Seb pulled a tambourine from his bag, its wood worn smooth by years of childrens’ hands. He tapped a rhythm against his palm then shook the tambourine’s shimmering zills with a flourish, his arms outstretched like a cabaret performer.

Eric actually laughed then, and took the offered instrument. He began patting out a beat, hesitantly at first, and then with more confidence as he started to sing. 

The lyrics, though a fantastical poetry, flowed from somewhere deeper than Eric’s illness could reach, and when he got to the final verse, he winked at Laura.

“Take me disappearing through the smoke rings of my mind, down the foggy ruins of time…”

Posted by Rachel in Flash Fiction, 0 comments
An Easy Conscience

An Easy Conscience

This short piece was a writing exercise at a Royston Writers Circle meeting. The exercise was to open a book at random and use the first full sentence as a prompt.

I wrote in response to this quote:

‘God, if he believed in him, and his conscience, if he had one, were the only judges to whom he might look.’

Jules Verne, ‘20000 Leagues Under the Sea’

Since he was furnished with neither a belief in a deity, of any kind you understand, he was not prejudiced against any religion in particular; nor had committed any act his conscience deemed worthy of note, Stuart had simply floated through his formative years unencumbered by such fetters. It was at the tender age of fourteen and a half that he was first troubled by either one of these concepts. In truth, it turned out to be a combination of both. 
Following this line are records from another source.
PR #291, opened 2021-09-12
feat: Allow non-card kinds in nested cards.

stephenh:
I.e. the "add task" use case.

image

Note that "Add" is getting pulled to the top, even though it's the "last child" when passed in, by the client-side sorting (because "Add" comes from "child g1c1").

So we'll either need to implement the "don't sort levels one or two" logic, or IMO what I'd prefer is something more like tagging rows as special i.e. `{ kind: "add", pin: "first" | "last" }` where the client-side sorting would recognize rows with the `pin` key set and automatically shove them first/last as appropriate, either before/after the otherwise normally sorted children. 

---

Update: I was looking for a distraction from the chores I'm supposed to be doing, so went ahead and added `GridDataRow.pin` so now Add will stay last.

### DIFF
--- a/src/components/Table/GridTable.stories.tsx
+++ b/src/components/Table/GridTable.stories.tsx
@@ -166,7 +166,7 @@ const rows: GridDataRow<NestedRow>[] = [
       // Put this "grandchild" in the 2nd level to show heterogeneous levels
       { kind: "grandChild", id: "p1g1", name: "grandchild p1g1" },
       // Put this "kind" into the 2nd level to show it doesn't have to be a card
-      { kind: "add", id: "add" },
+      { kind: "add", id: "add", pin: "last" },
     ],
   },
   // a parent with just a child
--- a/src/components/Table/GridTable.stories.tsx
+++ b/src/components/Table/GridTable.stories.tsx
@@ -143,7 +143,8 @@ type HeaderRow = { kind: "header" };
 type ParentRow = { kind: "parent"; id: string; name: string };
 type ChildRow = { kind: "child"; id: string; name: string };
 type GrandChildRow = { kind: "grandChild"; id: string; name: string };
-type NestedRow = HeaderRow | ParentRow | ChildRow | GrandChildRow;
+type AddRow = { kind: "add" };
+type NestedRow = HeaderRow | ParentRow | ChildRow | GrandChildRow | AddRow;
 
 const rows: GridDataRow<NestedRow>[] = [
   { kind: "header", id: "header" },
@@ -164,6 +165,8 @@ const rows: GridDataRow<NestedRow>[] = [
       },
       // Put this "grandchild" in the 2nd level to show heterogeneous levels
       { kind: "grandChild", id: "p1g1", name: "grandchild p1g1" },
+      // Put this "kind" into the 2nd level to show it doesn't have to be a card
+      { kind: "add", id: "add" },
     ],
   },
   // a parent with just a child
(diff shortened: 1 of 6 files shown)


src/components/Table/GridTable.stories.tsx
```diff
@@ -218,13 +223,18 @@ export function NestedCards() {
...
     }),
+    add: () => "Add",
   };
   const spacing = { brPx: 4, pxPx: 8, spacerPx: 8 };
   const nestedStyle: GridStyle = {
     nestedCards: {
-      parent: { bgColor: Palette.Gray500, ...spacing },
-      child: { bgColor: Palette.Gray200, bColor: Palette.Gray600, ...spacing },
-      grandChild: { bgColor: Palette.Green200, bColor: Palette.Green400, ...spacing },
+      topLevelSpacerPx: 8,
```
stephenh, line 231: Besides allowing a `kind: add` that doesn't have an entry in the `nestedCards` config (i.e. to tell us its not a card), I also changed how the spacer determines its height.

It used to be:

* If we just visited a row, the spacer was that row's `card.spacerPx`

But that was kinda weird, i.e. if I was in a parent card, and then went "child kind 1, child kind 2, child kind 1", the spacer would depend on which card and not "I'm in the parent card, all spacers between my children is X".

The priests at Stuart’s school had all attempted to instil in the children an unholy fear of the consequences of misbehaviour which, unfortunately for Stuart, appeared to include his burgeoning feelings of being rather more interested in boys than in girls. As he grew up, indeed, it was to his best friend, Jack, that his attentions turned.

Jack was a good, god-fearing boy, so Stuart’s mother told him, and an example Stuart would apparently do well to follow more closely. Stuart was happy to heed his mother’s advice, though perhaps she had not intended him to interpret her words in quite the way he did. It was safe to say that she was surprised when she walked in on the two of them sharing a kiss after school one afternoon. She demanded that Stuart examine his conscience as a result of his actions. However, having done so, he could only conclude that, like god, his conscience did not appear to exist.